With little fanfare, in American cities outside New York and San Francisco, men and women fought heroic battles against politicians and government bureaucrats who refused to address the major public health crisis that was the AIDS epidemic. In Dallas, one such activist was Jamie Schield.
In October 2014, I visited Texas to do research for my book Righteous Rebels: AIDS Healthcare Foundation’s Crusade to Change the World, which tells the untold story of the world’s largest HIV/AIDS medical-care provider. AHF operates free HIV clinics across the United States, and when I went to a city, I wanted to learn about its history of AIDS activism. More often than not, it had never been recorded. When I spent time in Dallas and Fort Worth, I was referred to Schield, a widely respected man who started his activism in the mid-1980s.
Schield and I talked in his office in Fort Worth, where he worked as a government administrator for AIDS programs. He was amiable, smart, thoughtful, good-humored, and possibly a bit eccentric — his office was jammed with little snow globes and numerous tote bags from AIDS conferences he had attended.

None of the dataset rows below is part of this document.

PR #70, opened 2019-07-06
add feature and components for gateway.

morvencao:
Resolve: https://github.com/istio/istio/issues/15376

- add gateway feature
- add ingressgateway and egressgateway components
- enable gateway feature in default profile


ostromart:
Thanks for the contribution, Morven. If you're interested in taking on larger tasks in the operator, or just want to listen in, we have a weekly meeting - I can send you an invite.

morvencao:
@ostromart Sure, thanks. But I 'm not sure if I can attend the meeting or not because of the timezone issue.

data/profiles/default.yaml
```diff
@@ -233,6 +233,54 @@ autoInjection:
           rewriteAppHTTPProbe: false
           selfSigned: false
 
+# Istio Gateway feature
+gateways:
+  enabled: true
+  components:
+    ingressGateway:
+    - gateway:
+        common:
```
ayj: Do the default gateway ports need to be added here? 

* https://github.com/istio/installer/blob/67b0877a322bca62cbd1ebd9e48a5f748b534507/gateways/istio-ingress/values.yaml#L22-L50
* https://github.com/istio/installer/blob/67b0877a322bca62cbd1ebd9e48a5f748b534507/gateways/istio-ingress/values.yaml#L98-L108
* https://github.com/istio/installer/blob/67b0877a322bca62cbd1ebd9e48a5f748b534507/gateways/istio-ingress/values.yaml#L123-L147

Also, should this include other advanced options like `ISTIO_META_ROUTER_MODE: "sni-dnat"`, zvpn?

morvencao: @ayj thanks, I have raised another PR: https://github.com/istio/operator/pull/76 to migrate other profiles(demo, demo-auth, minimal...) to operator and have applied your comments into that PR.
And in this PR, I will only add feature and components for gateways.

Schield was raised in Honolulu, Hawaii, and worked for years as a specialist who opened new TGI Fridays restaurants across the U.S. Then he took a sick friend to see a doctor in New York City. No one knew what ailed the young man. Within a year, he was dead from AIDS.
Schield was shocked, and soon quit his job at TGI Fridays, joining the Dallas Gay Alliance as a volunteer. It was a small, feisty gay rights organization that found itself swamped by calls from gay men needing AIDS-related services. The Alliance started to advocate on their behalf.
“The biggest thing for us was that we needed to get actively involved quickly,” Schield recalled. “Some of the legislative things we needed to get changed in Texas.”
One immediate problem was a little known rule in a state law that prohibited sodomy — and essentially blocked crucial funding to many groups helping AIDS patients.
Schield explained, “If you were an organization that had any kind of sodomy in your name, whether implied or truly there — like “gay” — you were not allowed to apply for funding grants through the state of Texas.
“So any AIDS money that came through Texas, if you were a gay organization, you couldn’t get the money. State officials always said it was never really enforced, but it was. It wasn’t enforced against individual people, so they weren’t running into bedrooms, but they were prohibiting groups who were ‘promoting’ sodomy — because it was technically a violation of the law. So we had to fight that rule and get it pulled away from the law.”
In another instance, local government wanted to spend $25,000 to conduct a door-to-door survey with people living with AIDS. Dallas activists thought it was a total waste of money.
“We had a big battle against them doing that,” said Schield. “‘Why are you spending $25,000 on a survey when we have people sick?!'”
He continued, “In order to promote our issue, we went to the top of Parkland Hospital one night — they were going to announce in the morning that they were going to start this survey. We stayed up all night and took a bunch of dummies with us. During the press conference, we started throwing the dummies — to show that people were dying. We just destroyed the press conference, but we made our point.”
Schield added, “They stopped the survey.”
Then, more and more gay men began to die from AIDS. It caused a public backlash against the gay community, and gay men feared repercussions — which impacted AIDS activism in Dallas.
“We saw the Alliance membership start to decline,” Schield recalled. “People didn’t want to join once AIDS got way out there. So a lot of our focus became how do we do educate more on the fear thing. We spent a lot of time on that, and had pretty good successes.”
One situation involved gay bars that didn’t want condoms distributed or even seen.
“They didn’t want a ‘negative’ message about AIDS in their fun bars where people drink,” Schield explained. “We had to come up with a condom guerrilla group. They ran around with condoms and guerrilla attacked the bars. Just a mass takeover, and hand them out.”
He added, “We had a lot of battles within the gay community as well as outside the gay community.”
But through grit and constant advocacy, Dallas was well-positioned to receive more federal funding and quickly utilize the life-saving “AIDS Cocktail,” which arrived in 1996.
“We wanted to shake up the establishment systems,” said Schield, “and we had success with it.”